Trying to thread the transatlantic needle, she has called for “de-risking, not decoupling” relations with China in order to avoid a Russia-type dependency in critical supply chains or providing frontier technologies to the surveillance state and bolstering its military prowess.

For her troubles, she was excluded from the pomp and personal intimacy accorded the French Jupiter by the Red Emperor. Clearly, the supreme leader in Beijing grasps that the relevant addresses of Europe are in Paris and Berlin, not Brussels.

How To Sort It All Out?

Macron’s vision of Europe as a third domain with “strategic autonomy” is a hopeful one. If unified as a major player, the Continent could mediate conflict between the U.S. and China, helping to stabilize global order in the 21st century instead of destabilize it as it did in the last century. But where to draw the line?

Not decoupling when it comes to trade and investment in machine tools, commercial aircraft or automobiles makes sense all around if over-dependency that could be leveraged against autonomy is avoided.

But when it comes to technologies that command data and control the flow of information that lay at the heart of the divergence with the core values of the West, or indirectly fuel the means of aggression against others, “strategic decoupling” in these sectors is justified.

It is one thing to try to impose the West’s model of governance on others, as the U.S.-led West arrogantly sought to do so often in the past. We should know by now that change only takes root in any society by those who own it, not through the intervention of outsiders. But it is another thing to knowingly supply oppressive regimes with the tools to do their dirty work out of narrow economic interest. 

The Shibboleth Of Tianxia

The ancient Chinese idea of “tianxia,” in which “all under heaven” just live and let live, is an appealing realist perspective on the face of it. In modern times, Beijing frames this approach as “mutual respect” for diverse ways of life in one multipolar world. But Xi can’t have it both ways by at the same time not condemning Russia’s invasion of Ukraine, contravening the very cardinal principle he proclaims. 

This kind of double standard of the most powerful that ultimately eroded America’s credibility in the eyes of so many is already undermining the legitimacy of China’s claim to global leadership.

One cannot entirely discount that Xi’s bad bet on Putin’s hubris has placed China in a trap that tethers it to this one-off case of blatant aggression but does not signal its own approach to international relations. 

Although it has mostly gone without notice in West-centric circles, Xi unsettled his Kremlin friends by high-profile visits to former Soviet satellites in Central Asia worried about suffering the same fate as Ukraine and assuring them of China’s support. 

Last September in Almaty, he declared: “No matter how the international situation changes, we will continue to strongly support Kazakhstan in defending its independence, sovereignty and territorial integrity … and oppose the interference of any forces in the internal affairs of your country.” Either these words are meaningless rhetoric or meant to be read between the lines in Moscow.

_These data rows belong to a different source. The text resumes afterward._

PR #897, opened 2021-12-24
[FSDP] Enable FSDP reduce scatter overlap

tmarkstrum:
## What does this PR do?
Fixes the issue that all_gather and reduce_scatter NCCL operations do not overlap with other computation streams in FSDP backward propagation.
The FSDP profile before the fix

The FSDP profile after the fix.

The overlap is enabled by sending the reduce_scatter operations in a separate stream with a different process group. To disable the overlap, set the FSDP API parameter process_group_reduce_scatter to ProcessGroupName.all_gather. 
With this feature enabled, we see 20% throughput improvement on training a 13 B parameter transformer model. and 8.5% throughput improvement on training a 369.7M parameter model.
## Before submitting

- [ ] Did you have fun?
  - [ ] N/A
  - [ ] N/A
  - [ ] N/A
  - [ ] N/A

## PR review


fairscale/utils/parallel.py
```diff
@@ -58,7 +60,14 @@ def enable_pytorch_sync_bn(module: torch.nn.Module) -> None:
             layer._specify_ddp_gpu_num(1)  # type: ignore
 
 
-def get_process_group_cached(ranks: Optional[Sequence[int]] = None) -> ProcessGroup:
+class ProcessGroupName(str, Enum):
+    main = "main"
```
anj-s, line 64: nit: default

fairscale/utils/parallel.py
```diff
@@ -89,28 +102,30 @@ def get_process_group_cached(ranks: Optional[Sequence[int]] = None) -> ProcessGr
...
-        default_pg = dist.group.WORLD
-        if type(default_pg) == object:
-            # For PyTorch 1.6 and 1.7, dist.group.WORLD is an object, not a world process group, like that in 1.8 and 1.9.
-            default_pg = dist.new_group()
-        cache[None] = default_pg
-        cache[frozenset(list(range(dist.get_world_size())))] = default_pg
+
+        main_pg = dist.new_group(ranks=ranks)
+        cache[None] = main_pg
+        cache[(ProcessGroupName.main, None)] = main_pg
```
anj-s, line 119: curious but do you know why do we need three types of keys in the cache?

tests/nn/data_parallel/test_fsdp.py
```diff
@@ -484,6 +494,8 @@ def _one_step(self, model, group):
         for m in model.modules():
             if isinstance(m, FullyShardedDataParallel):
                 m.process_group = group
+                group_rs = torch.distributed.new_group()
+                m.process_group_reduce_scatter = group_rs
```
anj-s, line 498: inline the previous line with this one.

anj-s:
can you add a unit test for this change that checks the time required for 1 training iteration with and without this flag being true? You'll need a nested FSDP module to really see the benefit.

fairscale/utils/parallel.py
tmarkstrum: When the rank is not specified, it goes to None.

fairscale/nn/data_parallel/fully_sharded_data_parallel.py
```diff
@@ -189,6 +190,14 @@ class FullyShardedDataParallel(nn.Module):
             module to be wrapped with FSDP.
         process_group (Optional):
             process group for sharding
+        process_group_reduce_scatter (Optional):
+            process group for reduce scatter
```
min-xu-ai, line 194: add default value and what does it mean when it is left at the default value.

fairscale/nn/data_parallel/fully_sharded_data_parallel.py
```diff
@@ -189,6 +190,14 @@ class FullyShardedDataParallel(nn.Module):
...
+        enable_reduce_scatter_overlap (bool):
```
min-xu-ai, line 195: can this be merged with previous option so that when the process group is some special value, then this is not enabled? The reason I prefer that is that we can reduce the number of params to FSDP.

fairscale/nn/data_parallel/fully_sharded_data_parallel.py
```diff
@@ -305,6 +316,12 @@ def __init__(
         init_start = time.time()
         super().__init__()
         self.process_group = process_group or get_process_group_cached()
+        self.enable_reduce_scatter_overlap = enable_reduce_scatter_overlap
+        if enable_reduce_scatter_overlap:
+            self.process_group_reduce_scatter = process_group_reduce_scatter or get_process_group_cached(
+                ProcessGroupName.reduce_scatter
+            )
+        self.enable_reduce_scatter_overlap = enable_reduce_scatter_overlap
```
min-xu-ai, line 324: this is a duplicated line with line 319?

I like how the function `get_process_group_cached` is modified with support multiple names. Thanks for doing that!

To reduce the number of parameters, perhaps the new option can take three values:

None: means using the default group
a PG: means using the giving PG
ProcessGroupName.all_gather: means using the same PG as all_gather

This way, we don't need the enabled option, right?

fairscale/utils/parallel.py
min-xu-ai: or name it all_gather_and_compute?

min-xu-ai (commented):
Very nice. Only main comment is around the additional option you are adding here. I think it could be simplified. Once that's addressed, it is good to go from my point of view.

min-xu-ai:
With this #882 is no longer needed?

min-xu-ai:
Two more things:

1. Didn't you have a unit test that tests the overlapping with different streams. Can you add that as well? (OK to be a separate PR)
2. Can you also include more performance numbers in the PR so that we can refer back to this PR in the future?

BTW, you should also update the changelog file. I almost forgot about it. It is really easy to forget.

fairscale/utils/parallel.py
tmarkstrum: I will switch to default because if the parameter for this feature is turned off, all the communications will fall back the this group.

tests/nn/data_parallel/test_fsdp.py
tmarkstrum: what does it mean?

fairscale/nn/data_parallel/fully_sharded_data_parallel.py
tmarkstrum: do you mean that the feature is disabled if the value is PG.all_gather?

fairscale/nn/data_parallel/fully_sharded_data_parallel.py
anj-s: I've been discussing this with @tmarkstrum offline for the same reason you mentioned. I was suggesting that since the 2 PG solution is set to be True by default and will be enabled for everyone, the only reason we would want to turn it off is to rollback. Hence it does not belong in the API list and instead can be an env var for rollback purposes. Using another special value might also be fine if all we want to do is turn off the feature.

fairscale/utils/parallel.py
tmarkstrum: done

fairscale/nn/data_parallel/fully_sharded_data_parallel.py
tmarkstrum: done. Default to None.

fairscale/nn/data_parallel/fully_sharded_data_parallel.py
tmarkstrum: When it is ParameterGroupName.all_gather, the feature is not enabled.

anj-s:
@tmarkstrum  can we update the PR title to properly reflect this change?

fairscale/nn/data_parallel/fully_sharded_data_parallel.py
```diff
@@ -189,6 +190,12 @@ class FullyShardedDataParallel(nn.Module):
             module to be wrapped with FSDP.
         process_group (Optional):
             process group for sharding
+        process_group_reduce_scatter (Optional):
+            process group for reduce scatter
+            if the process group is specified as ProcessGroupName.all_gather, the reduce_scatter
```
anj-s, line 195: This is not very clear TBH. Can you reword this to say 1)what is the default value and what that means 2) what happens if a user passes in a valid process group and 3) what is the rollback option for this feature.

fairscale/nn/data_parallel/fully_sharded_data_parallel.py
```diff
@@ -305,6 +313,12 @@ def __init__(
         init_start = time.time()
         super().__init__()
         self.process_group = process_group or get_process_group_cached()
+        if process_group_reduce_scatter == ProcessGroupName.all_gather:
```
anj-s, line 316: lets add a comment about what this is doing.

fairscale/utils/parallel.py
```diff
@@ -80,6 +90,10 @@ def get_process_group_cached(ranks: Optional[Sequence[int]] = None) -> ProcessGr
     Extra process groups can also reduce training speed (observed on VISSL models).
 
     Args:
+        name ProcessGroupName:
+            There are two process groups when reduce_scatter overlap is enabled. The "default" process group is the
```
anj-s, line 94: what about the "all_gather" process group in the enum list above?

tests/nn/data_parallel/test_fsdp.py
```diff
@@ -467,6 +475,8 @@ def _test_pickle(self, rank, group, config):
     def _test_multiprocessing(self, rank, group, config):
         mp = torch.multiprocessing.Pool(1)
         dummy_group = DummyProcessGroup(rank=group.rank(), size=group.size())
+        dummy_group_reduce_scatter = DummyProcessGroup(rank=group.rank(), size=group.size())
+        config["process_group_reduce_scatter"] = dummy_group_reduce_scatter
```
anj-s, line 479: can you inline 478 here?

fairscale/nn/data_parallel/fully_sharded_data_parallel.py
anj-s: why not pass ProcessGroupName.default in case we want to turn off the feature?

tmarkstrum: That should work as well.

fairscale/nn/data_parallel/fully_sharded_data_parallel.py
tmarkstrum: done

fairscale/utils/parallel.py
tmarkstrum: it is removed.

tests/nn/data_parallel/test_fsdp.py
tmarkstrum: Done

fairscale/nn/data_parallel/fully_sharded_data_parallel.py
```diff
@@ -190,6 +191,13 @@ class FullyShardedDataParallel(nn.Module):
             module to be wrapped with FSDP.
         process_group (Optional):
             process group for sharding
+        process_group_reduce_scatter (Optional):
+            process group for reduce scatter
+            it defaults to None. A seperate process group is initialized and assigned to the reduce_scatter operation. And the
```
min-xu-ai, line 196: instead of default to None, why not default to ProcessGroupName.reduce_scatter? That way, the type of this is Union[str, PG] and it not an optional anymore.

fairscale/nn/data_parallel/fully_sharded_data_parallel.py
```diff
@@ -290,6 +298,7 @@ def __init__(
         self,
         module: nn.Module,
         process_group: Optional[ProcessGroup] = None,
+        process_group_reduce_scatter: Optional[Any] = None,
```
min-xu-ai, line 301: Any -> Union[str, PG]

min-xu-ai (approved):
Nice! Only a minor comment.

anj-s:
> can you add a unit test for this change that checks the time required for 1 training iteration with and without this flag being true? You'll need a nested FSDP module to really see the benefit.

Discussed offline with @tmarkstrum. this will be added in a follow up PR.

anj-s (approved):

anj-s:
Great work! excited to this perf improvement :)

fairscale/nn/data_parallel/fully_sharded_data_parallel.py
tmarkstrum: Good idea.

fairscale/nn/data_parallel/fully_sharded_data_parallel.py
tmarkstrum: Done.

PR #912, opened 2022-01-15
FSDP: better traceback for dtype assertion

sshleifer:


suchenzang (approved):
Whoa dejavu - I totally thought this was added at some point.  Good work for putting it in! 🚀

sshleifer:
nightly CI failures are spurious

No Exit From The Labyrinth?

The differing shades of the continuum that Macron, Scholz and von der Leyen propose for a third way may well be best for Europe and the West as a whole. But what they all surely know is that maneuvering their way out of the labyrinth can’t, in the end, come at the expense of Ukraine. 

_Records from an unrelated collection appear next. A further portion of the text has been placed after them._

PR #913, opened 2022-01-19
[FSDP] Add FairScale FSDP adoptions logging

zhaojuanmao:
Add logging to track FairScale FSDP adoptions internally

### DIFF
--- a/fairscale/nn/data_parallel/fully_sharded_data_parallel.py
+++ b/fairscale/nn/data_parallel/fully_sharded_data_parallel.py
@@ -321,6 +321,12 @@ class FullyShardedDataParallel(nn.Module):
         offload_config: Optional[OffloadConfig] = None,
         state_dict_on_rank_0_only: bool = False,
     ):
+        try:
+            import torch._C
+            torch._C._log_api_usage_once("fairscale.fsdp")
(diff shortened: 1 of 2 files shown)


anj-s:
Thanks for adding this! Can you share how we can view these metrics?

anj-s (approved):

fairscale/nn/data_parallel/fully_sharded_data_parallel.py
```diff
@@ -321,6 +321,7 @@ def __init__(
         offload_config: Optional[OffloadConfig] = None,
         state_dict_on_rank_0_only: bool = False,
     ):
+        torch._C._log_api_usage_once("fairscale.fsdp")
```
min-xu-ai, line 324: Check torch version before calling this?

zhaojuanmao: Thank you @min-xu-ai , I will do try-except and only logging if _C module is available

zhaojuanmao:
> Thanks for adding this! Can you share how we can view these metrics?

Sure! we logged the metrics to internal scuba table, we will share the results once logging is done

Conversely, though Xi seems to somehow believe he can craft simultaneous “partnerships” with Europe’s card-carrying members of the liberal world order and its main opponent in the same neighborhood, the one thing he can never abide is a Russian defeat in Ukraine.

It is not hard to conclude from this intersection of impossibilities that the present balancing act is not sustainable. Perhaps muddling through without clarity will in time succumb to its own entropy, and like the Cold War, end with a whimper instead of a bang. The other possibility is that there is no exit from the labyrinth without crashing through its confining corridors.